Neumeyer v. Wright

*256OPINION

By STEVENS, J.

The well-recognized and long-established rule is that legislation for the levying of taxes and assessments must be strictly construed, and doubt must be resolved in favor of the person on whom the burden is sought to be imposed.

City of Cincinnati v Connor, 55 Oh St 82, at p. 91.

Application of that rule and a consideration of the entire record herein requires the conclusion that the assessments in question were not certified to the auditor of said county until April 16, 1934, and that said assessments did not become liens under the provisions of §6912, GC, until certified as required by law.

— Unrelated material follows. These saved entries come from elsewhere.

Issue #8, opened 2021-08-06
Specialize some terms before translating to TLA.


VictorCMiraldo:
I keep on seeing small thinks like the following TLA code, which is an expression of type Bool.

```
fFoldableNil_cfoldMap(
  CConsMonoid(
    [eta169 \in Set_Bool, eta171 \in Set_Bool |-> DestBool(eta169,True,eta171)],
    False),
  LAMBDA pkh962 : pk1110 = pkh962,
  sigs957
)
```

Lets start simplifying the stub above. First, `DestBool(x, True, y)` is `if x then True else y` which is `x || y`:

```
fFoldableNil_cfoldMap(
  BoolDisjunctionMonoid,
  LAMBDA pkh962 : pk1110 = pkh962,
  sigs957
)
```

Now its easy to see what is happening! Is we translate `sigs957` as a TLA+ sequence, we could be specializing the entirety
of that code for something much more readable: 

```
\E i \in DOMAIN sigs957 : pk110 = sigs957[i]
```

In general, then, the rewrite rule is:

```
fFoldableNil_cfoldMap(BoolDisjunctionMonoid, f, xs)
  ==>
\E i \in DOMAIN xs : f(xs[i])
```

That entire expression does return a builtin TLA Boolean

The property of plaintiff, having been acquired by her subsequent to the approval of said assessments, but prior to their certification, could not be subjected to the payment of said assessments, where diligent search of the public records failed to reveal the existence of any assessments, because, plaintiff did not have and could not have had any notice whatsoever of the existence of said assessments upon said property.

The equities of this case are decidedly with' the plaintiff. She has done all that is required of an ordinarily prudent person to ascertain the existence of special assessments against the property in question. Relying upon the information disclosed by the public records, she has been led to act in the purchase of said property, and if the assessments are now permitted to be collected from her, her action in purchasing said property might and probably would be to her disadvantage.

Herzatum v Sparks, Treas., et, 31 O.L.R. 292, and cases cited therein.

We find no merit in the contention of defendants that the authorities cited pertain only to taxes and not to assessments. The equities entering into a consideration of either question are the same.

The permanent injunction sought will be granted. Exceptions of defendants may be saved.

PUNK, PJ, and WASHBURN, J, concur in judgment.